Main advantage of the Hull-White model
An advantage of the Hull-White model is that it allows us to price interest rate linked contracts more accurately.
This is important for a variety of reasons.
1. In insurance, the fair value of fixed liabilities (with no option characteristics) must accurately reflect the current observed term structure of interest rates. The use of the Vasicek or CIR model, even after fitting the model to the current term structure, might introduce some bias into the fair value.
2. Bond and interest rate derivatives traders want to be able to quote prices that are in line with prices being quoted by other traders. This is facilitaded by the use of models like the HW model and other, more sophosticated, no-arbitrage models.
Main drawback of the Hull-White model
The HW model suffers from the same drawback as the Vasicek model, namely that the interest rates might become negative.
3 main limitations of one-factor term-structure models
- If we look at historical interest rate data we can see that changes in the prices of bonds with different terms to maturity are not perfectly correlated, as one would expect to see if a one-factor model was correct.
[Sometimes we even see, for example, that the short-dated bonds fall in price while long-dated bonds go up. Recent research has suggested that around three factors, rather than one, are required to capture most of the randomness in bonds of different durations.] - If we look at the long run of historical data we find that there have been sustained periods of both high and low interest rates with periods of both high and low volatility.
[Again, these are features that are difficult to capture without introducing more random factors into a model. This issue is especially important for two types of problems in insurance:
- the pricing and hedging of long-dated insurance contracts with interest rate guarantees.
- asset-liability modelling and long-term risk-management.] - We need more complex models to deal effectively with derivative contracts that are more complex than, say standard European call options.

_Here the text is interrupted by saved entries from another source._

PR #405, opened 2022-09-13
Report modloader to server

Incompleteusern:
The first commit serves the purpose of reporting the mod loader to the server, while the latter two commits are minor changes


common/src/main/java/com/wynntils/core/WynntilsMod.java
```diff
@@ -73,24 +77,25 @@ public static void info(String msg) {
         LOGGER.info(msg);
     }
 
-    public static void onResourcesFinishedLoading() {
-        if (featuresInited) return;
```
kristofbolyai, line 77: Why remove this?

magicus: Yeah, you can't do that. This is a guard to make sure we only do the init once. Resources can reload any number of times, we only want the first.

Also, the idea with initFeatures() was to create an abstraction barrier, to create for ourselves a way of doing "init when resources are available". I am not fond of you removing it. But maybe it needs comments to explain why it is as it is.

common/src/main/java/com/wynntils/core/WynntilsMod.java
```diff
@@ -99,14 +104,9 @@ public static void init(String modVersion, boolean isDevelopmentEnvironment) {
...
 
-    private static void initFeatures() {
-        // Init all features. Now resources (i.e I18n) are available.
-        FeatureRegistry.init();
-    }
-
     private static void parseVersion(String versionString) {
         if (isDevelopmentEnvironment()) {
-            LOGGER.info("Wynntils running on version " + versionString);
+            LOGGER.info("Wynntils running on version {}", versionString);
```
magicus: If you are updating this, why not add the modloader as well? It is useful if we ever see parts of a log. Also, the message is really unclear. "running on version ..." sounds like we are giving the java version. But I assume this is the Wynntils version..?

So maybe something like `"Wynntils version {} (using {} on Minecraft {}) is now loaded", modVersion, modLoader, mcVersion` or however it needs to be to be correct..?

common/src/main/java/com/wynntils/core/WynntilsMod.java
```diff
@@ -136,4 +136,10 @@ public Object generate() {
             }
         });
     }
+
+    public enum ModLoader {
+        Forge,
```
magicus: Enum are still to be considered consts, i.e. FORGE, ... We have been very bad at enforcing this. I am surprised that Spotless does not catch this.

magicus: Unless there have been a shift in Java conventions lately? That might have happened. But to me, the UpperCamelCase is strictly reserved for classes.

common/src/main/java/com/wynntils/core/webapi/WebManager.java
```diff
@@ -118,6 +119,9 @@ public static void reset() {
         // tryLoadTerritories
         territories.clear();
 
+        // tryLoadMaps
```
magicus, line 122: Why this?

(Please don't mix different bug fixes in a separate PR, it makes for a messy history, messy reverts in case of failures, and all kind of confusion)

common/src/main/java/com/wynntils/mc/mixin/ResourceLoadStateTrackerMixin.java
```diff
@@ -17,6 +17,6 @@ public abstract class ResourceLoadStateTrackerMixin {
     private void onResourceManagerReloadPost(CallbackInfo info) {
         // This is the signal that Minecraft has finished loading the initial resources,
         // or a resource pack has been reloaded
-        WynntilsMod.onResourcesFinishedLoading();
```
magicus: It is possible that the old name was not enough descriptive, but the new name is really no better. This is called after all resources has been (re-)loaded. This can happen multiple time. But the fact that the resources are done loading (which is an async event) is important.

fabric/src/main/java/com/wynntils/fabric/WynntilsModFabric.java
```diff
@@ -14,12 +14,14 @@ public class WynntilsModFabric implements ClientModInitializer {
     @Override
     public void onInitializeClient() {
         Optional<ModContainer> wynntilsMod = FabricLoader.getInstance().getModContainer("wynntils");
-        if (wynntilsMod.isEmpty()) {
```
magicus, line 17: Why is this better? The old code follows our traditional style of:

if (thingsAreNotOk) return;

doRealStuff;

common/src/main/java/com/wynntils/core/WynntilsMod.java
Incompleteusern: Modloader is pretty obvious from the logs, but will do

common/src/main/java/com/wynntils/core/webapi/WebManager.java
Incompleteusern: Will do from now on

common/src/main/java/com/wynntils/core/WynntilsMod.java
Incompleteusern: This should be enforced better in general, but done

Incompleteusern:
This attempts to replace the resource hook with a hook that runs when minecraft finishes initializing

magicus:
> This attempts to replace the resource hook with a hook that runs when minecraft finishes initializing

I see that you are doing that. But why are you doing that? It is certainly not required for reporting the modloader to the server.

If you really think that needs to be done, it should be done in a separate PR. Such a change would need especially much testing and verifying in Vanilla code that it *really* guarantees that resources are loaded. The change you are removing was put in place explicitly to guarantee that resources are in place. Not only do you need to put that change in a separate PR, you'd also need to argue why that is a better way to verify that resources are loaded, than to get a signal when resources are loaded.

magicus (changes requested):
Please remove init sequence changes from this PR. And also, in the future, try to keep each PR to handling a separate concern.

Incompleteusern:
> Please remove init sequence changes from this PR. And also, in the future, try to keep each PR to handling a separate concern.

I will revert

common/src/main/java/com/wynntils/core/WynntilsMod.java
```diff
@@ -99,15 +109,12 @@ public static void init(String modVersion, boolean isDevelopmentEnvironment) {
         ManagerRegistry.init();
     }
 
-    private static void initFeatures() {
```
magicus: Please restore this as well.

magicus (approved):
Looks good now. Please remember to keep separate PRs for separate issues in the future, this will make the process much smoother for everyone.

Incompleteusern:
> Looks good now. Please remember to keep separate PRs for separate issues in the future, this will make the process much smoother for everyone.

I will after this experience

[For example, any contract that makes reference to more that one interest rate should allow these rates to be less than perfectly correlated.]
Discuss in general terms the use of multifactor models
There are a great many multifactor models. Often these have been designed in order to tackle specific problems. Students should always remember that models that were designed for and are good for one specific task may not be suitable for quite a different task. For example, models that are widely used by investment banks for pricing and hedging short-term derivatives may not be suitable for use in long-term asset liability modelling studies.
One factor models can be used as tools for the valuation of what two things?
One factor models have their place as tools for the valuation of simple liabilities with no option characteristics, or short-term, straightforward derivative contracts.